Work order:
Please restate the following records word for word.

Recorded data
%%
PR #2612, opened 2021-02-04
Minor cleanup for new pkg code

austinbyers:
## Background

#2524 was a large PR which replaced the `mage` packaging logic. As devs have started using it, there were a few small fixes needed

## Changes

- The YAML v3 library uses 4 spaces for indentation by default, who knows why. I've lowered it to 2 spaces when writing packaged templates: it takes quite a bit less space and it is easier to see deeply nested CFN settings in the web console
- The `bootstrap` stack still needs to be "packaged" to strip comments or else it will be too large (in enterprise) to deploy directly. This stack cannot have S3 packaging in the old deployment model because it is itself the stack which creates the S3 buckets
- The problem with large numbers being written in scientific notation appears to be resolved in the YAML v3 parser. I've removed all the YAML quotes around large numbers added in #2524
- When deploying individual Lambda functions, we no longer have to strip the `out/bin` prefix from the source paths, because #2524 changed the path in the templates to the source rather than the compiled binary

## Testing

Fresh deploy: `AWS_REGION=us-west-1 mage deploy`

### DIFF
--- a/tools/mage/deploy/template.go
+++ b/tools/mage/deploy/template.go
@@ -50,15 +50,11 @@ func Stack(
 ) (map[string]string, error) {
 
 	// 1) Generate packaged template, packaging assets in S3 and ECR
-	packagedTemplate := templatePath
-	if packager != nil {
-		packager.Log.Debugf("packaging %s to s3 bucket %s and ecr registry %s",
-			templatePath, packager.Bucket, packager.EcrRegistry)
-		var err error
-		packagedTemplate, err = packager.Template(templatePath)
-		if err != nil {
-			return nil, err
-		}
+	packager.Log.Debugf("packaging %s to s3 bucket %s and ecr registry %s",
+		templatePath, packager.Bucket, packager.EcrRegistry)
+	packagedTemplate, err := packager.Template(templatePath)
+	if err != nil {
+		return nil, err
 	}
 
 	// 2) If the stack already exists, wait for it to reach a steady state.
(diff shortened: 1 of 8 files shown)


tools/mage/deploy/template.go
```diff
@@ -50,15 +50,11 @@ func Stack(
 ) (map[string]string, error) {
 
 	// 1) Generate packaged template, packaging assets in S3 and ECR
-	packagedTemplate := templatePath
-	if packager != nil {
```
austinbyers, line 54: The packager is now always guaranteed to be defined

austinbyers: Actually, no it is not - the `panther-dev` stack is deployed with a nil packager currently. Reverting the change to this file

AlexPanther (approved):

tools/mage/test/cfn.go
```diff
@@ -70,20 +70,7 @@ func testCfnLint() error {
...
-	// which CFN does not understand. So we force string values to serialize them correctly.
-	args := []string{
-		"-x", "E3012:strict=false",
-		// cfn-lint complains: E3002 Invalid Property Resources/WebApplicationServer/Properties/NetworkConfiguration/AwsvpcConfiguration
-		//deployments/web_server.yml:208:9 .
-		// nolint:lll
-		// However this property is valid: https://docs.aws.amazon.com/AWSCloudFormation/latest/UserGuide/aws-properties-ecs-service-networkconfiguration.html#cfn-ecs-service-networkconfiguration-awsvpcconfiguration
-		"-i", "E3002",
-		"-i", "W3002", // warns about templates which require packaging; ours all do
-		"--"}
```
austinbyers, line 86: I realized that with the latest versions of `go-yaml` and `cfn-lint`, we can restore most of the cfn-lint checks, which is awesome!

PR #2620, opened 2021-02-05
on call: update ignore list

lindsey-w:
## Background

Ignore two new ec2 cases: `SharedSnapshotCopyInitiated` and `SharedSnapshotVolumeCreated` These appear to be _internal_ aws api calls

## Changes

- update ignore list

## Testing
%%
Written solution:
PR #2612, opened 2021-02-04
Minor cleanup for new pkg code

austinbyers:
## Background

#2524 was a large PR which replaced the `mage` packaging logic. As devs have started using it, there were a few small fixes needed

## Changes

- The YAML v3 library uses 4 spaces for indentation by default, who knows why. I've lowered it to 2 spaces when writing packaged templates: it takes quite a bit less space and it is easier to see deeply nested CFN settings in the web console
- The `bootstrap` stack still needs to be "packaged" to strip comments or else it will be too large (in enterprise) to deploy directly. This stack cannot have S3 packaging in the old deployment model because it is itself the stack which creates the S3 buckets
- The problem with large numbers being written in scientific notation appears to be resolved in the YAML v3 parser. I've removed all the YAML quotes around large numbers added in #2524
- When deploying individual Lambda functions, we no longer have to strip the `out/bin` prefix from the source paths, because #2524 changed the path in the templates to the source rather than the compiled binary

## Testing

Fresh deploy: `AWS_REGION=us-west-1 mage deploy`

### DIFF
--- a/tools/mage/deploy/template.go
+++ b/tools/mage/deploy/template.go
@@ -50,15 +50,11 @@ func Stack(
 ) (map[string]string, error) {
 
 	// 1) Generate packaged template, packaging assets in S3 and ECR
-	packagedTemplate := templatePath
-	if packager != nil {
-		packager.Log.Debugf("packaging %s to s3 bucket %s and ecr registry %s",
-			templatePath, packager.Bucket, packager.EcrRegistry)
-		var err error
-		packagedTemplate, err = packager.Template(templatePath)
-		if err != nil {
-			return nil, err
-		}
+	packager.Log.Debugf("packaging %s to s3 bucket %s and ecr registry %s",
+		templatePath, packager.Bucket, packager.EcrRegistry)
+	packagedTemplate, err := packager.Template(templatePath)
+	if err != nil {
+		return nil, err
 	}
 
 	// 2) If the stack already exists, wait for it to reach a steady state.
(diff shortened: 1 of 8 files shown)


tools/mage/deploy/template.go
```diff
@@ -50,15 +50,11 @@ func Stack(
 ) (map[string]string, error) {
 
 	// 1) Generate packaged template, packaging assets in S3 and ECR
-	packagedTemplate := templatePath
-	if packager != nil {
```
austinbyers, line 54: The packager is now always guaranteed to be defined

austinbyers: Actually, no it is not - the `panther-dev` stack is deployed with a nil packager currently. Reverting the change to this file

AlexPanther (approved):

tools/mage/test/cfn.go
```diff
@@ -70,20 +70,7 @@ func testCfnLint() error {
...
-	// which CFN does not understand. So we force string values to serialize them correctly.
-	args := []string{
-		"-x", "E3012:strict=false",
-		// cfn-lint complains: E3002 Invalid Property Resources/WebApplicationServer/Properties/NetworkConfiguration/AwsvpcConfiguration
-		//deployments/web_server.yml:208:9 .
-		// nolint:lll
-		// However this property is valid: https://docs.aws.amazon.com/AWSCloudFormation/latest/UserGuide/aws-properties-ecs-service-networkconfiguration.html#cfn-ecs-service-networkconfiguration-awsvpcconfiguration
-		"-i", "E3002",
-		"-i", "W3002", // warns about templates which require packaging; ours all do
-		"--"}
```
austinbyers, line 86: I realized that with the latest versions of `go-yaml` and `cfn-lint`, we can restore most of the cfn-lint checks, which is awesome!

PR #2620, opened 2021-02-05
on call: update ignore list

lindsey-w:
## Background

Ignore two new ec2 cases: `SharedSnapshotCopyInitiated` and `SharedSnapshotVolumeCreated` These appear to be _internal_ aws api calls

## Changes

- update ignore list

## Testing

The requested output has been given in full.